Saturday, July 11, 2026

Writing Advice from Novelist Nadia Terranova

From monocle.com

Nadia Terranova
Keep a journal

Biography: Sicilian-born, Rome-based Terranova’s latest novel, Farewell, Ghosts, is her first to be translated into English. In Italy she has also published short-story collections and contributes to La Repubblica, Linkiesta and Il Foglio.


My relationship with keeping a diary dates back to when I was young. My aunt had given me Anne Frank’s diary and I remember that after reading it I was struck: somewhere in the world there had been a child like me who had been denied becoming a writer. I already knew that I wanted to become a writer myself, so from that moment on I decided that I would keep a journal. Just like Anne, I gave my diaries girls’ names and I’d write down all the daily vicissitudes that a girl that age goes through: school, friends, love stories and so on.

In Messina, my hometown, I still have about 20 of these diaries. I think I have such a good memory because I wrote down everything that happened to me. But it was after reading another book that my relationship with journalling evolved further. The book was Memoirs of a Dutiful Daughter by Simone de Beauvoir, which made me understand that you could make literature out of your own life. It was then that I started writing short stories – my thoughts started going into fictional characters rather than just myself. A novel might seem to require a much stricter approach to writing than a diary but you can find true freedom between limits, stretching them and sometimes betraying them.

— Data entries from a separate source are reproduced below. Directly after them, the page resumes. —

PR #5259, opened 2026-04-16
PMM-14911 Alerts page

matejkubinec:
PMM-14911

BE: https://github.com/percona/pmm/pull/5527

SUBMODULES-4444

PR #5527, opened 2026-06-23
PMM-14911 Alerts page - BE

JiriCtvrtka:
Ticket number: PMM-14911

FE: http://github.com/percona/pmm/pull/5259
FB: https://github.com/Percona-Lab/pmm-submodules/pull/4302


JiriCtvrtka:
@copilot review

4nte (commented):
https://github.com/percona/pmm/pull/5527/changes/5b01d7f94ee9cb0a109efc5657cddd27e1dc4849
These (previously single expression alert templates) are chosen as good candidates to be converted to multiple-expression because they are more readable in the multiple-expression format.

Just for the record, they're technically not required to be a multiple-expression.

api/alerting/v1/alerting.proto
```diff
@@ -88,6 +106,12 @@ message Template {
   google.protobuf.Timestamp created_at = 10;
   // YAML template file content. Empty for built-in and SaaS templates.
   string yaml = 11;
+  // PromQL query steps for multi-query templates. Empty for single-expression templates.
+  repeated TemplateQuery queries = 12;
+  // Server-side expression steps for multi-query templates. Empty for single-expression templates.
+  repeated TemplateExpression expressions = 13;
+  // Reference ID of the step used as the alert condition (e.g. "C"). Empty for single-expression templates.
+  string condition = 14;
```
4nte, line 114: Template message now exposes fields for a multiple-expression variant. 
They are empty for a single expression.

api-tests/alerting/multiexpr_filter_test.go
```diff
@@ -0,0 +1,179 @@
...
+		rt = basicAuthRoundTripper{user: u.Username(), pass: pass, base: rt}
+	}
+	promHTTP, err := api.NewClient(api.Config{
+		Address:      pmmapitests.BaseURL.ResolveReference(&url.URL{Path: "/prometheus"}).String(),
+		RoundTripper: rt,
+	})
+	require.NoError(t, err)
+	promClient := promapi.NewAPI(promHTTP)
+
+	result, _, err := promClient.Query(context.Background(), exprB, time.Now())
```
ademidoff:
```suggestion
	result, _, err := promClient.Query(t.Context(), exprB, time.Now())
```

managed/services/alerting/rule_builder.go
```diff
@@ -0,0 +1,204 @@
...
+	}, nil
+}
+
+func newMathExpressionData(refID, expression string) (services.Data, error) {
+	model, err := json.Marshal(mathExpressionModel{
+		Type:       expressionTypeMath,
+		Expression: expression,
+		RefID:      refID,
+		Datasource: map[string]string{
+			"type": grafanaExprDatasourceUID,
```
ademidoff, line 173: This reads a little bit oddly as a type. Maybe leave a comment?

managed/services/alerting/rule_builder.go
```diff
@@ -0,0 +1,204 @@
...
+	filledExpr, err := fillExprWithParams(expr, params)
+	if err != nil {
+		return "", err
+	}
+
+	for _, filter := range filters {
+		switch filter.Type {
+		case alertingv1.FilterType_FILTER_TYPE_MATCH:
+			// Preserve series that don't carry the label (e.g. constant/threshold queries)
+			filledExpr = fmt.Sprintf(`label_match(%s, "%s", "(%s)|")`, filledExpr, filter.Label, filter.Regexp)
```
ademidoff, line 130: The trailing empty alternative `"(%s)|"` doesn't only rescue constant/threshold queries — it also lets through any series where `node_name` (or whatever label) is **absent or empty**. So a `MATCH` filter on a real metric query now admits label-less series that were previously excluded. In the shipped templates this is masked because their `by(node_name,...)` guarantees the label, but a user template filtering a metric that sometimes lacks the label would get unexpected alert instances.

This reads as an unintended side effect of the constant-query fix rather than a deliberate loosening of `MATCH`. Can we scope the fix so it doesn't change `MATCH` semantics for ordinary metric queries (e.g. only apply the empty-alternative to constant/threshold legs), or at minimum document the widening here? Note `MISMATCH` was correctly left untouched (an absent label already survives `label_mismatch`).

managed/data/alerting-templates/mongodb_pbm_agent_down.yml
```diff
@@ -3,7 +3,7 @@ templates:
   - name: pmm_mongodb_pbm_agent_down
     version: 1
     summary: PBM agent down
-    expr: 'avg by (node_name) (mongodb_pbm_agent_status{role=~"P|S|H",self="1"}) > 0'
+    expr: 'avg by (node_name,service_name) (mongodb_pbm_agent_status{role=~"P|S|H",self="1"}) > bool 0'
```
ademidoff, line 6: Switching `> 0` to `> bool 0` changes the query from "return only breaching series (raw value)" to "return every series as 0/1". The set of firing series should be equivalent (non-zero ⇒ fire), but the value surfaced in `{{ $value }}` / state history changes for this alert. This looks incidental rather than intended — was it a deliberate, QA-verified change? Same question applies to the `> bool [[ .threshold ]]` edits in `managed/data/alerting-templates/mongodb_pbm_backup_duration.yml` and `managed/data/alerting-templates/mongodb_pbm_backup_size.yml`.

managed/data/alerting-templates/mongodb_pbm_backup_duration.yml
```diff
@@ -4,8 +4,8 @@ templates:
     version: 1
     summary: PBM backup duration
     expr: |-
-      (max by (name,node_name) (mongodb_pbm_backup_duration_seconds{status="done"}))
-      > [[ .threshold ]]
+      (max by (name,node_name,service_name) (mongodb_pbm_backup_duration_seconds{status="done"}))
+      > bool [[ .threshold ]]
```
ademidoff, line 8: Same `> bool` behavior-change question as in `managed/data/alerting-templates/mongodb_pbm_agent_down.yml:6` — the value reported for this alert changes to 0/1. Please confirm this is intended.

managed/data/alerting-templates/mongodb_pbm_backup_size.yml
```diff
@@ -4,8 +4,8 @@ templates:
     version: 1
     summary: PBM backup size
     expr: |-
-      (max by (name,node_name) (mongodb_pbm_backup_size_bytes{status="done"})/1073741824)
-      > [[ .threshold ]]
+      (max by (name,node_name,service_name) (mongodb_pbm_backup_size_bytes{status="done"})/1073741824)
+      > bool [[ .threshold ]]
```
ademidoff, line 8: Same `> bool` behavior-change question as in `managed/data/alerting-templates/mongodb_pbm_agent_down.yml:6` — the value reported for this alert changes to 0/1. Please confirm this is intended.

managed/services/alerting/service.go
```diff
@@ -552,9 +566,49 @@ func convertTemplate(l *logrus.Entry, template models.Template) (*alerting.Templ
...
 
+	if err := populateMultiExpressionFields(t, template.Yaml); err != nil {
+		return nil, err
+	}
+
 	return t, nil
 }
 
+// populateMultiExpressionFields fills the multi-query fields (queries/expressions/condition)
+func populateMultiExpressionFields(t *alerting.Template, yamlContent string) error {
```
ademidoff: `populateMultiExpressionFields` re-parses the template YAML (`alert.Parse`) on every `ListTemplates` call, once per template, since `convertTemplate` runs per template. It's fine at current scale but is avoidable work — the queries/expressions/condition could be parsed once at `CollectTemplates` time and cached on `models.Template` instead of on every list request.

managed/services/alerting/service.go
```diff
@@ -644,20 +698,14 @@ func (s *Service) CreateRule(ctx context.Context, req *alerting.CreateRuleReques
 		forDuration = req.For.AsDuration()
 	}
 
-	expr, err := fillExprWithParams(sourceTemplate.Expr, paramsValues.AsStringMap())
+	alertTemplate, err := parseAlertTemplate(sourceTemplate.Yaml)
 	if err != nil {
-		return nil, fmt.Errorf("failed to fill rule expression with parameters: %w", err)
+		return nil, status.Errorf(codes.InvalidArgument, "Invalid template %s: %v.", req.TemplateName, err)
```
ademidoff: If a **stored** template's YAML fails to parse here, that's server-side data corruption, not a bad client request — `codes.Internal` would be more accurate than `codes.InvalidArgument`. (The request-time validation already happened at create/update.)

api-tests/alerting/multiexpr_filter_test.go
ademidoff: Prefer `t.Context()` over `context.Background()` here per the project test guideline.

ademidoff (commented):
Code review notes for the multi-query alerting BE work. Overall solid and well-tested — the integration test that evaluates the built query against VictoriaMetrics is especially valuable. A few behavior-change and quality items are left as inline comments; the two I'd most want confirmed before merge are the `MATCH` filter widening and the `> bool` template changes, since both alter existing alerting behavior.

managed/services/alerting/rule_builder.go
JiriCtvrtka, line 130: I think this changes the existing behavior for single-expression alerts, because filters now also match series without the specified label.

managed/data/alerting-templates/mongodb_pbm_agent_down.yml
4nte: It was intentional, the goal is to ensure that both firing and not-firing states produce a data instance.
bare `>` check would produce results only for the firing / unhealthy state, while healthy would produce a label-less `NoData` which means that it wouldn't show up in the new alerts page.

`> bool` changes this behavior so that the healthy state also produces an instance that will be present in the new alerts page.
  
Firing set is unchanged since the condition is essentially the same.
However, state history does record `0 / 1` instead of the raw value now, but also there is no user facing annotation change. We should discuss if this is acceptable.

managed/services/alerting/service.go
4nte: `CollectTemplates` now caches the parsed `alert.Template` per template, so `ListTemplates` no longer re-parses each template's YAML on every request

managed/data/alerting-templates/mongodb_pbm_backup_size.yml
4nte: It's intentional: https://github.com/percona/pmm/pull/5527#discussion_r3593472485

managed/data/alerting-templates/mongodb_pbm_backup_duration.yml
4nte: It's intentional: https://github.com/percona/pmm/pull/5527#discussion_r3593472485

4nte:
@ademidoff @JiriCtvrtka  We will come back to the filtering functionality to make it work fully for both single expressions and multiple-expressions without compromising on either. Current change (`"(%s)|"`)  does slightly change the behavior for single-expression but it's in favor of fixing a bug that would affect multiple-expressions templates for a much more common scenarios (when one of the expressions is a constant e.g threshold value), which would render the template completely unusable in combination with the MATCH filter without this fix.

As discussed, this is an interim fix. We'll revisit filtering so it works fully for both single and multi-expression templates without compromising either.

ademidoff (approved):

4nte (approved):

JiriCtvrtka:
LGTM. I cannot approved PR I created so Ante approved instead.

PR #5531, opened 2026-06-23
PMM-7 Improve GH Actions

maxkondr:
PMM-7

This PR was originally a large GitHub Actions refactor. That work has since been superseded by later PMM-7 changes already on `main`, so the branch has been reset to `main` and repurposed to carry two small, targeted CI changes. Everything except `.github/workflows/agent.yml` is back to `main`'s content.

## 1. Trigger the pmm-agent workflow with a `paths` allowlist

`.github/workflows/agent.yml` switches from `paths-ignore` to `paths`.

`paths-ignore` is a denylist: it has to be extended every time a new top-level directory appears, and until someone notices, the full pmm-agent matrix (11 jobs, each spinning up MySQL/MongoDB/PostgreSQL containers) runs for changes that cannot possibly affect pmm-agent. The allowlist instead names what pmm-agent actually builds and tests against:

```yaml
paths:
  - ".github/workflows/agent.yml"
  - ".github/actions/setup-go/**"
  - "agent/**"
  - "api/**"
  - "utils/**"
  - "version/**"
  - "go.*"
  - "!**/*.md"
```

`api/`, `utils/` and `version/` are the only other repo packages imported from `agent/`; Markdown-only changes are excluded.

## 2. Remove `GOPRIVATE` from every workflow

`GOPRIVATE` marks module path prefixes as private, which makes the go command skip the public module proxy (`GONOPROXY`) and the checksum database (`GONOSUMDB`) — neither of which can see a private repository. It was introduced in 61c670cf6 as `GOPRIVATE: github.com/percona-platform`, paired with a `Configure git for private modules` step authenticating as `percona-platform-robot`, because `github.com/percona-platform/*` (saas, dbaas-api) were private repos at the time.

Neither precondition holds any more:

- **Nothing it covers is private.** Every `percona` / `Percona-Lab` module in `go.sum` is a public repo and is served by `proxy.golang.org`: `exporter_shared`, `go-mysql`, `percona-toolkit`, `platform`, `promconfig`, `Percona-Lab/spec`, `Percona-Lab/kingpin`. The last genuinely private one, `percona/saas`, was replaced by the public `percona/platform` in 17b30d8f8.
- **The other half of the mechanism is gone.** The `git config … insteadOf` step with `ROBOT_TOKEN` was dropped in cc3ead8a7. No Go workflow sets up credentials any more, so if a private module did reappear, `GOPRIVATE` alone would not help — the fetch would fail on auth.

And it is not free: because `GONOPROXY` inherits it, CI fetches those modules over git from github.com instead of the CDN-backed proxy — slower, subject to GitHub rate limits, uncached — and `GONOSUMDB` means a newly added Percona dependency would land in `go.sum` without checksum-database corroboration. Existing `go.sum` entries are still verified, so this is a small hardening win rather than a fixed hole.

Removed from `main.yml`, `admin.yml`, `agent.yml`, `qan-api2.yml`, `vmproxy.yml`, `percona-intelligence.yml` (top-level `env:` blocks, each of which held nothing else) and from the `docker run` invocation in `managed.yml`. The same `ENV GOPRIVATE` line is dropped from `.devcontainer/Dockerfile` and `api-tests/Dockerfile`, which set it for the same obsolete reason; `GOPRIVATE` no longer appears anywhere in the repo.

## Verification

CI is the check: every workflow still parses, `agent.yml` must trigger on this PR (it touches `.github/workflows/agent.yml`), and the Go jobs must still resolve modules with `GOPRIVATE` unset.


JiriCtvrtka (approved):

maxkondr:
agreed with @ademidoff to postpone this PR till 3.9.0 release

fabio-silva (approved):

ademidoff (approved):

4nte (approved):

PR #5541, opened 2026-06-25
PMM-14519 Omit skip-verify flag when TLS is disabled

4nte:
PMM-14519

[Feature build](https://github.com/Percona-Lab/pmm-submodules/pull/4432)

When a MySQL (or MariaDB) service is added with `tls=false` and `tls_skip_verify=true`, it would forcefully attempt a TLS connection and fail if server is not configured to support it.

Fix is to ignore `tls_skip_verify` when TLS is disabled.

This was a regression caused by a change in the mysqld_exporter upstream, fixing it in pmm-managed is probably the better option than patching it in our mysqld_exporter to avoid future merge conflicts.


JiriCtvrtka:
Does it still support partial certificates?

maxkondr (approved):

4nte:
@JiriCtvrtka 
> Does it still support partial certificates? 


Yes, standard TLS behavior is unaffected by this change.
This fix addresses the issue where TLS is supposed to be disabled completely but `tls_skip_verify` is also provided, which should be a no-op.

ademidoff (approved):

PR #5547, opened 2026-06-25
PMM-15155 fix missing datasource on upgrade

fabio-silva:
Ticket number: PMM-15155


ademidoff (commented):
I think it would work, but it's not the best solution IMO.

It seems more like a band-aid and it does not solve the root cause - a race between `managed` starting Grafana and ansible applying new dashboards while Grafana is running.

I propose a different approach, which triggers only one restart and avoids the race (see https://github.com/percona/pmm/pull/5552).

ademidoff (changes requested):

ademidoff:
@fabio-silva I'm closing this PR in favor of #5552.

Today I still have notebooks in which I freeze my thoughts and jot down notes, images and words that I might use in my books. I always use my wooden pens, made by an artisan in Ragusa; I don’t write without them. I believe that picking up the habit of writing on paper and finding that rhythm every day can take us deep, especially if we write about ourselves. The physical gesture of putting pen to paper requires a small effort but that effort is a step towards ourselves that we wouldn’t otherwise take. Even if what you’re writing is faithful to reality, by choosing what to omit and what to tell you’re not doing something that’s much different to what writers do with their work – you’re narrating. Another French novelist who I came across in my forties talks about this very well. In her autobiographical work, Annie Ernaux discusses the meaning of her writing. She talks about what memory means to her and asks herself why she chooses to recount certain things rather than others.

Everyone can benefit from writing. Leaving your thoughts in a drawer and, after some time, going back to them to read what you had to say is where the true benefit lies.


Monocle comment: Keeping a diary can lead you to literary fame but it also achieves simpler things. Writing in a journal helps you to order your thoughts and reflect on what’s worth remembering. It stops days flying past into a jumbled oblivion and is also a place to plan and plot.